**Assignment:** Extract every line from the records below that contains the word "ManyToManyField".

Stored items
PR #220, opened 2016-05-28
Prod - Deleted all migrations files

radicalray:
Deleted all migrations files so we stop having migration conflict errors. Will track migration files separately.


radicalray:
Merging! All migration files will no longer be tracked.

PR #231, opened 2016-05-30
set bootstrap grid back to 12 columns but still 24 columns for attendance view

davidhtien:
needed to change static and template directories in base.py to get things to work also for some reason

@radicalray


ap/ap/settings/base.py
```diff
@@ -71,7 +71,7 @@
     # Put strings here, like "/home/html/static" or "C:/www/django/static".
     # Always use forward slashes, even on Windows.
     # Don't forget to use absolute paths, not relative paths.
-    os.path.join(SITE_ROOT, 'static'),
+    os.path.join(SITE_ROOT, 'ap/static'),
```
radicalray: @davidhtien What is ap added? It worked before? Also, we should be changing base.py usually. probably dev.py

If you absolutely have to add ap, you should do this:

```
os.path.join(SITE_ROOT, 'ap', 'static')
```

So it concats them with the proper slash depending on os

radicalray:
Only 1 comment. Fix that and merge. looks good! 👍

ap/attendance/templates/attendance/attendance_react.html
```diff
@@ -1,41 +1,186 @@
...
-		// var Trainee = JSON.parse('{{trainee_bb}}'.replace(/&#39;/g, "'").replace(/&quot;/g,'"'));
-	</script>
-	<!-- figure out frontend dependencies in bower -->
-	<script type="text/javascript" src="{% static "js/date_fns.min.js" %}"></script>
-	<script type="text/javascript" src="{% static "js/underscore-min.js" %}"></script>
-	<script type="text/javascript" src="{% static "js/index.js" %}"></script>
-{% endblock %}
-
-<!-- scripts to be added after content is loaded -->
+{% load bootstrap3 %}
```
radicalray: Please pull out html to separate base.html. Do this later.

radicalray:
k, @davidhtien Please pull out HTML to separate base. Thx for the fix. merging!

PR #233, opened 2016-05-31
Import2

haileyl:


radicalray:
Thanks @haileyl ! Really awesome clean code! :) Let's get this merged soon.

ap/accounts/forms.py
```diff
@@ -4,7 +4,7 @@
 class UserForm(forms.ModelForm):
     class Meta:
         model = User
-        fields = ('firstname', 'lastname', 'phone',)
+        fields = ('firstname', 'lastname',)
```
radicalray: I hope this form with phone isn't used anywhere else?

ap/accounts/models.py
```diff
@@ -78,142 +78,169 @@ def create_superuser(self, email, password):
...
+
+    TA = models.ForeignKey('self', related_name='training_assistant', null=True, blank=True)
+    mentor = models.ForeignKey('self', related_name='mentee', null=True,
+                               blank=True)
+
+    locality = models.ManyToManyField(Locality, blank=True)
+
+    team = models.ForeignKey(Team, null=True, blank=True)
+
+    is_hc = models.BooleanField(default=False)
```
radicalray: Maybe we should have another ManyToManyField called role_type? To indicate the permissions this user has.

This way, we can mimick old server permission model:

You create permissions
You create groups
You link users to your groups
You link permissions to your groups

[linked_answer](http://stackoverflow.com/questions/24069572/create-user-roles-and-permissions-extending-the-existing-user-model)

So, we create a model called AccountType to inherit Group from django and then assign user to the HC group.

We would also need to pre-populate the db with permission groups:

[Here](http://stackoverflow.com/questions/25024795/django-1-7-where-to-put-the-code-to-add-groups-programatically)

@burricks , is this correct?

ap/apimport/templates/apimport/term_details.html
```diff
@@ -0,0 +1,139 @@
...
+                {% endwith %}
+                {% endwith %}
+            </div>
+        {% endif %}
+        <button type="submit" class="col-md-offset-4 col-md-2 btn btn-default">Next</button>
+    </fieldset>
+</form>
+
+<script>
+	$(document).ready(function() {
```
radicalray: From looking at @leonardlan 's code in web-access, you can do this:

```
# Needed for JQuery datepicker UI to work
DateInput = partial(forms.DateInput, {'class': 'datepicker'})
class WebAccessRequestCreateForm(forms.ModelForm):
    date_expire = forms.DateField(widget=DateInput())
```

and the js is populated and initialized automatically.

ap/apimport/templates/apimport/term_details.html
```diff
@@ -0,0 +1,139 @@
...
+        var date = new Date('{{start_date}}');
+        $('#startdatepicker').datepicker('setDate', date);
+
+        date.setDate(date.getDate() + (7 * 20) - 1);
+        $('#enddatepicker').datepicker('setDate', date);
+
+        $('#startdatepicker').datepicker()
+            .on("change", function (e) {
+                var date = $(this).val()
+                calculate_dates()
```
radicalray: What does calculate_dates do?

ap/apimport/utils.py
```diff
@@ -0,0 +1,508 @@
...
+
+def date_for_day_of_week(date, day):
+    """ returns the date of the specified day in the week identifid by date.
+        For example, if date 4/9/2016 (Saturday) and 0 (Monday) are passed in,
+        4/4/2016 will be returned. """
+    return datetime.combine(date + timedelta(days=day-date.weekday()), time(0,0))
+
+def term_start_date_from_semiannual(season, year):
+    """ This returns the best-guess term start date for the given semi-annual.
+        Input should follow the form of ("Winter"/"Summer", year) """
```
radicalray: This is great! 👍

ap/apimport/utils.py
```diff
@@ -0,0 +1,508 @@
...
+    term = Term.current_term()
+    if term != None and date.today() < term.end:
+        return True
+
+    return False
+
+def validate_term(start, end, c_init, c_grace, c_periods, c_totalweeks, request):
+    """ Validates the provided information.  Returns true/false based
+        on the validity of the data """
+    success = True
```
radicalray: probably less confusing if called is_success

ap/apimport/utils.py
```diff
@@ -0,0 +1,508 @@
...
+    if mid_term():
+        messages.add_message(request, messages.ERROR,
+            'Cannot start a new term before previous term has ended!')
+        success = False
+
+    return success
+
+def save_file(f, path):
+    """ Saves file with the same filename at the given path relative to the media folder """
+    file_path = settings.MEDIA_ROOT + '\\' + path
```
radicalray: Need to use python to join the paths:

```
UPLOAD_TO = os.path.join(SITE_ROOT, 'media', 'upload')
```

Or else the slashes will not work across different os

ap/apimport/utils.py
```diff
@@ -0,0 +1,508 @@
...
+        address_obj = Address.objects.get(address1=address)
+        return address_obj
+    except Address.DoesNotExist:
+        pass
+
+    addr = city + ", " + state + ", " + country
+    # Key used is related to haileyl's github account
+    args = {'text' : addr,
+            'api_key' : 'search-G5ETZ3Y'}
+    url = 'http://search.mapzen.com/v1/search?' + urlencode(args)
```
radicalray: This is so crazy! haha

ap/apimport/utils.py
```diff
@@ -0,0 +1,508 @@
...
+    user.date_end = term.end
+
+    #TA
+    #Mentor
+
+    try: 
+        # TODO: This needs to be done better, once we get more information about localities
+        locality = Locality.objects.filter(city__name=row['sendingLocality'])[0]
+    except:
+        print "Unable to set locality for trainee: " + row['stName'] + " " + row['lastName']
```
radicalray: Does the front-end actually see this error message? Do we stop execution at this point and stop the import until it's fixed?

ap/apimport/utils.py
```diff
@@ -0,0 +1,508 @@
...
+    return term_minus
+
+def migrate_schedule(schedule):
+    if schedule == None:
+        return
+
+    schedule2 = schedule
+    schedule2.pk = None
+    schedule2.date_created = datetime.now()
+    schedule2.is_locked = False
```
radicalray: What does is_locked mean? Not sure I understand your comments.

ap/apimport/views.py
```diff
@@ -0,0 +1,137 @@
...
+                return self.get(request, *args, **kwargs)
+
+            # Save term to database
+            create_term(season, year, start_date, end_date)
+
+            # Move schedules
+            migrate_schedules()
+
+        # Save out the CSV File
+        request.session['file_path'] = save_file(request.FILES['csvFile'], 'apimport\\csvFiles\\')
```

**Solution for this task:**
+    locality = models.ManyToManyField(Locality, blank=True)
radicalray: Maybe we should have another ManyToManyField called role_type? To indicate the permissions this user has.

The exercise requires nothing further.